[Collected data entries]
BEGIN

PR #3545, opened 2025-06-13
write.config.SIPNET: check if variables exist in IC file before trying to read them

infotroph:
As discussed in Slack: Checks whether each variable exists in `names(IC.nc$var)` before trying to read it from the file, so missing variables will now be skipped silently. This should reduce the log noise from ncdf4 "cant find var (or dimvar) in file" messages about variables that we intentionally did not include in the IC files. 

Reviewers, **please flag** if any of these variables shouldn't be treated as optional -- if any are mandatory we should stop execution on discovering they're missing.

Also: Added missing NEWS entries

## Review Time Estimate

- [ ] Immediately
- [ ] Within one week
- [ ] When possible

## Types of changes

## Checklist:

### DIFF
--- a/models/sipnet/NEWS.md
+++ b/models/sipnet/NEWS.md
@@ -7,7 +7,7 @@
 ## Fixed
 
 * `write.config.SIPNET` now checks more carefully whether an optional variable exists in an initial condition file before trying to read it, therefore printing fewer messages about (expectedly) missing variables. (#3545)
-* When passed a vector of input paths, `write.config.SIPNET` was choosing one at random; it now uses only the first (Blesson Thomas, #3298). Note that a single input path per call has always been the intended usage; being passed many was a second bug in PEcAn.uncertainty that is also now fixed.
+* When passed a vector of multiple input paths, `write.config.SIPNET` was choosing one at random; it now throws an error (Blesson Thomas, #3298). Note that a single input path per call has always been the intended usage; being passed many was a second bug in PEcAn.uncertainty that is also now fixed.
 
 
 # PEcAn.SIPNET 1.9.0
--- a/models/sipnet/NEWS.md
+++ b/models/sipnet/NEWS.md
@@ -6,7 +6,7 @@
 
 ## Fixed
 
-* `write.config.SIPNET` now checks more carefully whether an optional variable exists in an initial condition file before trying to read it, therefore printing fewer messages about (expectedly) missing variables.
+* `write.config.SIPNET` now checks more carefully whether an optional variable exists in an initial condition file before trying to read it, therefore printing fewer messages about (expectedly) missing variables. (#3545)
 * When passed a vector of input paths, `write.config.SIPNET` was choosing one at random; it now uses only the first (Blesson Thomas, #3298). Note that a single input path per call has always been the intended usage; being passed many was a second bug in PEcAn.uncertainty that is also now fixed.
 
 
--- a/models/sipnet/NEWS.md
+++ b/models/sipnet/NEWS.md
@@ -1,3 +1,15 @@
+# PEcAn.SIPNET 1.9.1
+
+## Changed
+
+* Breaking: Renamed the setting used to pass soil and hydrology parameters. `write.config.SIPNET` previously read these from `settings$run$inputs$soilinitcond`, now `settings$run$inputs$soil_physics` to better reflect that these are state factors applicable to the whole run rather than initial conditions. (Quianyu Xuan, #3406)
+
+## Fixed
+
+* `write.config.SIPNET` now checks more carefully whether an optional variable exists in an initial condition file before trying to read it, therefore printing fewer messages about (expectedly) missing variables.
+* When passed a vector of input paths, `write.config.SIPNET` was choosing one at random; it now uses only the first (Blesson Thomas, #3298). Note that a single input path per call has always been the intended usage; being passed many was a second bug in PEcAn.uncertainty that is also now fixed.
+
+
 # PEcAn.SIPNET 1.9.0
 
 ## License change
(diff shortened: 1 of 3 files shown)


models/sipnet/NEWS.md
```diff
@@ -1,3 +1,15 @@
+# PEcAn.SIPNET 1.9.1
+
+## Changed
+
+* Breaking: Renamed the setting used to pass soil and hydrology parameters. `write.config.SIPNET` previously read these from `settings$run$inputs$soilinitcond`, now `settings$run$inputs$soil_physics` to better reflect that these are state factors applicable to the whole run rather than initial conditions. (Quianyu Xuan, #3406)
+
+## Fixed
+
+* `write.config.SIPNET` now checks more carefully whether an optional variable exists in an initial condition file before trying to read it, therefore printing fewer messages about (expectedly) missing variables.
```
```suggestion
* `write.config.SIPNET` now checks more carefully whether an optional variable exists in an initial condition file before trying to read it, therefore printing fewer messages about (expectedly) missing variables. (#3545)
```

END

(Problem statement) All lines from the one that contains "(diff shortened: 1 of 3 files shown)" to the last line above must be given again exactly, with both included and nothing added.

(Task solution)
(diff shortened: 1 of 3 files shown)


models/sipnet/NEWS.md
```diff
@@ -1,3 +1,15 @@
+# PEcAn.SIPNET 1.9.1
+
+## Changed
+
+* Breaking: Renamed the setting used to pass soil and hydrology parameters. `write.config.SIPNET` previously read these from `settings$run$inputs$soilinitcond`, now `settings$run$inputs$soil_physics` to better reflect that these are state factors applicable to the whole run rather than initial conditions. (Quianyu Xuan, #3406)
+
+## Fixed
+
+* `write.config.SIPNET` now checks more carefully whether an optional variable exists in an initial condition file before trying to read it, therefore printing fewer messages about (expectedly) missing variables.
```
```suggestion
* `write.config.SIPNET` now checks more carefully whether an optional variable exists in an initial condition file before trying to read it, therefore printing fewer messages about (expectedly) missing variables. (#3545)
```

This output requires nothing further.